The highest attendance record at the ground was 28,123 for a match against Huddersfield Town in the FA Cup sixth round on 5 March 1938. The highest attendance in the Football League is 21,010 against Hull City in the Third Division North on 23 April 1949. The attendance of 1,167 against Northampton Town on 5 May 1981 is the lowest ever to see York in a Football League match. York were relegated to the Conference National in 2004, and their highest home attendance in this division was 6,660 for a match against Morecambe on 4 May 2007. The lowest was 1,567 for a match against Exeter City on 10 March 2008. The lowest attendance at the ground for any first-team fixture was 608 for a Conference League Cup third-round match against Mansfield Town on 4 November 2008.

The highest seasonal average attendance for York at Bootham Crescent was 10,412 in 1948–49. York's lowest seasonal average was 2,139 in 1977–78, which came after two successive relegations from the Second Division. The most recent season in which the average attendance was more than 10,000 was in 1955–56. This season also saw York's highest total seasonal attendance at the ground, which was 236,685. The lowest total seasonal attendance was 48,357 for 1977–78 in the Fourth Division.

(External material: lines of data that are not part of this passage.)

Issue #129, opened 2016-02-14
shaderc_module_get_success has no implementation


pixeljetstream:
shaderc_module_get_success only exists in header

dneto0:
Whoops.  That was supposed to be removed when we moved to 
shaderc_module_get_compilation_status.  Check for resulting value shaderc_compilation_status_success.

antiagainst:
Done via #131.

PR #131, opened 2016-02-14
Remove shaderc_module_get_success

dneto0:
Instead use shaderc_module_get_status and check for return value
shaderc_compilation_status_success.

Addresses https://github.com/google/shaderc/issues/129


dekimir:
+2

PR #133, opened 2016-02-16
WIP: Fix output data alignment and avoid copy

Qining:
Change the output data container of libshaderc compilation result from
std::string to std::vector<uint32_t> to guarantee the output data alignment.

Change the libshaderc_util::Compiler::Compile() signature and
implementation to avoid extra copies of SPIR-V binary. Also store the
string data of text output in vector<uint32_t>.

### DIFF
--- a/libshaderc/src/shaderc.cc
+++ b/libshaderc/src/shaderc.cc
@@ -315,9 +315,10 @@ shaderc_spv_module_t shaderc_compile_into_spv(
   }
   result->compilation_status = shaderc_compilation_status_invalid_stage;
   bool compilation_succeeded = false;  // In case we exit early.
+  std::vector<uint32_t> compilation_output_data;
+  size_t compilation_output_data_size_in_bytes = 0u;
   if (!compiler->initializer) return result;
   TRY_IF_EXCEPTIONS_ENABLED {
-    std::stringstream output;
     std::stringstream errors;
     size_t total_warnings = 0;
     size_t total_errors = 0;
@@ -327,27 +328,33 @@ shaderc_spv_module_t shaderc_compile_into_spv(
         shaderc_util::string_piece(source_text, source_text + source_text_size);
     StageDeducer stage_deducer(shader_kind);
     if (additional_options) {
-      compilation_succeeded = additional_options->compiler.Compile(
-          source_string, forced_stage, input_file_name_str,
-          // stage_deducer has a flag: error_, which we need to check later.
-          // We need to make this a reference wrapper, so that std::function
-          // won't make a copy for this callable object.
-          std::ref(stage_deducer),
-          InternalFileIncluder(additional_options->get_includer_response,
-                               additional_options->release_includer_response,
-                               additional_options->includer_user_data),
-          &output, &errors, &total_warnings, &total_errors,
-          compiler->initializer);
+      // Depends on return value optimization to avoid extra copy.
+      std::tie(compilation_succeeded, compilation_output_data,
+               compilation_output_data_size_in_bytes) =
+          additional_options->compiler.Compile(
+              source_string, forced_stage, input_file_name_str,
+              // stage_deducer has a flag: error_, which we need to check later.
+              // We need to make this a reference wrapper, so that std::function
+              // won't make a copy for this callable object.
+              std::ref(stage_deducer),
+              InternalFileIncluder(
+                  additional_options->get_includer_response,
+                  additional_options->release_includer_response,
+                  additional_options->includer_user_data),
+              &errors, &total_warnings, &total_errors, compiler->initializer);
     } else {
       // Compile with default options.
-      compilation_succeeded = shaderc_util::Compiler().Compile(
-          source_string, forced_stage, input_file_name_str,
-          std::ref(stage_deducer), InternalFileIncluder(), &output, &errors,
-          &total_warnings, &total_errors, compiler->initializer);
+      std::tie(compilation_succeeded, compilation_output_data,
+               compilation_output_data_size_in_bytes) =
+          shaderc_util::Compiler().Compile(
+              source_string, forced_stage, input_file_name_str,
+              std::ref(stage_deducer), InternalFileIncluder(), &errors,
+              &total_warnings, &total_errors, compiler->initializer);
     }
 
     result->messages = errors.str();
-    result->spirv = output.str();
+    result->output_data = std::move(compilation_output_data);
+    result->output_data_size = compilation_output_data_size_in_bytes;
     result->num_warnings = total_warnings;
     result->num_errors = total_errors;
     if (compilation_succeeded) {
@@ -368,7 +375,7 @@ shaderc_spv_module_t shaderc_compile_into_spv(
 }
 
 size_t shaderc_module_get_length(const shaderc_spv_module_t module) {
-  return module->spirv.size();
+  return module->output_data_size;
 }
 
 size_t shaderc_module_get_num_warnings(const shaderc_spv_module_t module) {
@@ -380,7 +387,7 @@ size_t shaderc_module_get_num_errors(const shaderc_spv_module_t module) {
 }
 
 const char* shaderc_module_get_bytes(const shaderc_spv_module_t module) {
-  return module->spirv.c_str();
+  return reinterpret_cast<const char*>(module->output_data.data());
 }
 
 void shaderc_module_release(shaderc_spv_module_t module) { delete module; }
--- a/libshaderc/src/shaderc_cpp_test.cc
+++ b/libshaderc/src/shaderc_cpp_test.cc
@@ -530,7 +530,7 @@ TEST_F(CppInterface, PreprocessingOnlyModeSecondOverridesDisassemblyMode) {
               HasSubstr("void main(){ }"));
 }
 
-// A shader kind test cases needs: 1) A shader text with or without #pragma
+// A shader kind test case needs: 1) A shader text with or without #pragma
 // annotation, 2) shader_kind.
 struct ShaderKindTestCase {
   const char* shader_;
--- a/libshaderc/src/shaderc_private.h
+++ b/libshaderc/src/shaderc_private.h
@@ -23,8 +23,14 @@
 
 // Described in shaderc.h.
 struct shaderc_spv_module {
-  // SPIR-V binary.
-  std::string spirv;
+  // Compilation output data. In normal compilation mode, it contains the
+  // compiled SPIR-V binary code. In disassembly and preprocessing-only mode, it
+  // contains a null-terminated string which is the text output. For text
+  // output, extra bytes with value 0x00 might be appended to complete the last
+  // uint32_t element.
+  std::vector<uint32_t> output_data;
+  // The size of the output data in term of bytes.
+  size_t output_data_size;
   // Compilation messages.
   std::string messages;
   // Number of errors.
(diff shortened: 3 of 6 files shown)


libshaderc_util/src/compiler.cc
```diff
@@ -103,20 +103,31 @@ spv_result_t DisassembleBinary(const std::vector<uint32_t>& binary,
   return result;
 }
 
+// Coverts a string to a vector of uint32_t by coping the content of a given
+// string to a vector<uint32_t> and return it. Appends '\0' at the end if extra
+// bytes are required to complete the last element.
+std::vector<uint32_t> ConvertStringToVector(std::string& str) {
```
Qining: Should I pull it out from here and place it with some sort of 'util' functions? I think this function is only used here and it is not relevant any external code, except STL, so it might be fine to live here?

libshaderc/src/shaderc.cc
```diff
@@ -315,9 +315,10 @@ shaderc_spv_module_t shaderc_compile_into_spv(
   }
   result->compilation_status = shaderc_compilation_status_invalid_stage;
   bool compilation_succeeded = false;  // In case we exit early.
+  std::vector<uint32_t> compilation_output_data;
+  size_t compilation_output_data_size = 0u;
```
dneto0: Should say this is in bytes.

libshaderc/src/shaderc_private.h
```diff
@@ -23,8 +23,10 @@
 
 // Described in shaderc.h.
 struct shaderc_spv_module {
-  // SPIR-V binary.
-  std::string spirv;
+  // Compilation output data.
```
dneto0: Should say more about what kinds of things this could contain. 
It can be a vector of SPIR-V binary module words, or a string (null terminated or not?).
And when it is a string, do we guarantee what the bytes are after the "size" bytes but within the last elements of the vector?

libshaderc_util/include/libshaderc_util/compiler.h
```diff
@@ -168,17 +167,23 @@ class Compiler {
...
-               EShLanguage forced_shader_stage, const std::string& error_tag,
-               const std::function<EShLanguage(std::ostream* error_stream,
-                                               const shaderc_util::string_piece&
-                                                   error_tag)>& stage_callback,
-               const CountingIncluder& includer, std::ostream* output_stream,
-               std::ostream* error_stream, size_t* total_warnings,
-               size_t* total_errors,
-               GlslInitializer* initializer) const;
+  //
+  // Returns a tuple consists of three fields. 1) a boolean which is true when
```
dneto0: "consisting"

libshaderc_util/include/libshaderc_util/compiler.h
```diff
@@ -168,17 +167,23 @@ class Compiler {
...
+  // the compilation succeeded, and false otherwise; 2) a vector of 32-bit words
+  // which contains the compilation output data, either compiled SPIR-V binary
+  // code, or the text string generated in preprocessing-only or disassembly
+  // mode; 3) the size of the output data. When the output is SPIR-V binary
+  // code, the size will always be N times of four. If the output is a text
```
dneto0: For (3) say whether the size is in bytes or not.  And when it's a string, say whether the size includes a null terminator, or not.

libshaderc_util/src/compiler.cc
```diff
@@ -103,20 +103,31 @@ spv_result_t DisassembleBinary(const std::vector<uint32_t>& binary,
...
+  size_t num_bytes_str = str.size() + 1u;
+  size_t vector_length = num_bytes_str / sizeof(uint32_t) +
```
dneto0: I'm ok with this. 
Alternate simpler formulation is:
```
  (num_bytes_str + sizeof(uint32_t)-1) / sizeof(uint32_t);
```

libshaderc_util/src/compiler.cc
```diff
@@ -103,20 +103,31 @@ spv_result_t DisassembleBinary(const std::vector<uint32_t>& binary,
...
+                         ((num_bytes_str % sizeof(uint32_t) == 0) ? 0 : 1);
+  std::vector<uint32_t> ret(vector_length, 0);
```
dneto0: Would be clearer if you used a real word for the variable, e.g. "result"

libshaderc_util/src/compiler.cc
```diff
@@ -140,7 +151,7 @@ bool Compiler::Compile(
                                    /* suppress_warnings = */ true,
                                    glslang_errors.c_str(), total_warnings,
                                    total_errors);
-    if (!success) return false;
+    if (!success) return std::make_tuple(false, std::vector<uint32_t>(), 0u);
```
dneto0: This std::make_tuple expression is repeated a lot.
You could make a const auto error_result = std::tuple(false, std::vector<uint32_t>(), 0u) and then use that all over the place.

libshaderc_util/src/compiler.cc
```diff
@@ -209,15 +220,13 @@ bool Compiler::Compile(
...
-    return shaderc_util::WriteFile(output_stream, text_or_error);
+    return std::make_tuple(true, ConvertStringToVector(text_or_error),
+                           text_or_error.size());
   } else {
-    return shaderc_util::WriteFile(
-        output_stream,
-        string_piece(
-            reinterpret_cast<const char*>(spirv.data()),
-            reinterpret_cast<const char*>(&spirv.back()) + sizeof(uint32_t)));
+    return std::make_tuple(true, std::move(spirv),
```
dneto0: Sorry to raise this now.  But does this really save the copy for the case of a binary SPIR-V module?  I'm concerned because you've populated the spirv vector, but the only copy-elision that is done is on the tuple, not the spirv vector.
It seems that to get copy elision you'd have to have made a std::tuple variable in the first place where you currently have the spirv variable definition.

dneto0: See http://en.cppreference.com/w/cpp/language/copy_elision

libshaderc_util/src/compiler.cc
```diff
@@ -209,15 +220,13 @@ bool Compiler::Compile(
...
+                           spirv.size() * sizeof(uint32_t));
```
dneto0: Sligthly prefer sizeof(spirv[0]) here.

libshaderc_util/src/compiler_test.cc
```diff
@@ -92,25 +92,36 @@ class DummyCountingIncluder : public shaderc_util::CountingIncluder {
...
-  // source for the given shader stage.  No includes are permitted, and shader
-  // stage deduction falls back to an invalid shader stage.
-  bool SimpleCompilationSucceeds(std::string source, EShLanguage stage) {
+  // Returns a tuple consists of two fields. 1) a boolean whose value is true if
+  // the compilation of the given shader source for the given shader stage
+  // succeeded, false otherwise; 2) the compilation output data in a vector of
+  // 4-byte words.
+  // No includes are permitted, and shader stage deduction falls back to an
+  // invalid shader stage.
+  std::tuple<bool, std::vector<uint32_t> > SimpleCompilationSucceeds(
```
dneto0: There was no reason to change the signature of SimpleCompilationSucceeds.  You only ever want the boolean answer.  In the changes below, you only ever use std::ignore for the second part of the result.

dneto0:
-1

libshaderc_util/src/compiler.cc
Qining: According to my experiment results, with 'std::move' => save a copy, without 'std::move' => extra copy.

Qining: It seems that once we use make_tuple (or pair) for the return value, we lost the NRVO. I think here I should use std::move for all the vector returned in the tuple.

libshaderc_util/src/compiler.cc
```diff
@@ -103,20 +103,33 @@ spv_result_t DisassembleBinary(const std::vector<uint32_t>& binary,
   return result;
 }
 
+// Coverts a string to a vector of uint32_t by coping the content of a given
```
dneto0: "Converts" ... "copying". .. "returns it".

libshaderc_util/src/compiler.cc
dneto0: Pulling it out has the advantage that you could unit test this function.
In fact that's a strong reason to do so.
You should cover cases of string lengths 0 through at least 9.

libshaderc_util/src/compiler.cc
dneto0: I think it should work if, where you have the definition of spirv, you make a tuple variable.  Then  populate its components in the code, then return that variable here.

dneto0:
-1 for:
- some typos
- should unit test the convert-string-to-vector function (and hence expose it to the libshaderc_util api)
- make a tuple variable *early* to avoid the copy on return from the compilation function.

libshaderc/src/shaderc_cpp_test.cc
```diff
@@ -530,7 +530,7 @@ TEST_F(CppInterface, PreprocessingOnlyModeSecondOverridesDisassemblyMode) {
               HasSubstr("void main(){ }"));
 }
 
-// A shader kind test cases needs: 1) A shader text with or without #pragma
```
Qining: Found a typo in previous CL.

libshaderc_util/src/compiler.cc
```diff
@@ -199,25 +213,31 @@ bool Compiler::Compile(
   success &= PrintFilteredErrors(error_tag, error_stream, warnings_as_errors_,
                                  suppress_warnings_, program.getInfoLog(),
                                  total_warnings, total_errors);
-  if (!success) return false;
+  if (!success) return result_tuple;
 
-  std::vector<uint32_t> spirv;
+  // 'spirv' is an alias for the compilation_output_data. This alias is added to
+  // serve as an input for the call to DissassemblyBinary.
+  std::vector<uint32_t>& spirv = compilation_output_data;
```
dneto0: This is ok, but you could have just used compilation_output_data in the call to DisassembleBinary instead of making the new variable "spirv".

libshaderc_util/src/compiler.cc
```diff
@@ -199,25 +213,31 @@ bool Compiler::Compile(
...
+    compilation_output_data_size_in_bytes = text_or_error.size();
+    return result_tuple;
   } else {
-    return shaderc_util::WriteFile(
-        output_stream,
-        string_piece(
-            reinterpret_cast<const char*>(spirv.data()),
-            reinterpret_cast<const char*>(&spirv.back()) + sizeof(uint32_t)));
+    succeeded = true;
+    // Note compilation_output_data is already set in GlslangToSpv().
```
dneto0: Good comment.

libshaderc_util/src/compiler_test.cc
```diff
@@ -221,4 +221,40 @@ TEST_F(CompilerTest, AddMacroDefinitionNotNullTerminated) {
   EXPECT_TRUE(SimpleCompilationSucceeds(kMinimalExpandedShader, EShLangVertex));
 }
 
+// A convert-string-to-vector test case consists of 1) an input string; 2) an
+// expected vector after the conversion.
+struct ConvertStringToVectorTestCase {
+  const std::string str_;
```
dneto0: The style guide says that struct member names don't end with underscore.
Only class member names do.

dneto0:
-1
Almost there!  Just remove the _ from the struct member names in the test code.

Qining:
Changed 'str_' to 'input_str', 'vec_' to 'expected_output_vec'.

Also changed the word 'set' to 'populate' in the comments.

dneto0:
+2
Removed "WIP" from commit message, rebased, and pushed into master as 455c7cd71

York's biggest margin of victory at Bootham Crescent was by eight goals, achieved with a 9–1 win over Southport in the Third Division North on 2 February 1957. Their biggest margin of defeat at the ground was by seven goals, when they were beaten 7–0 by Rochdale in a Third Division North match on 14 January 1939. The most goals scored in a match was 12 on 16 November 1935, when York defeated Mansfield Town 7–5 in the Third Division North.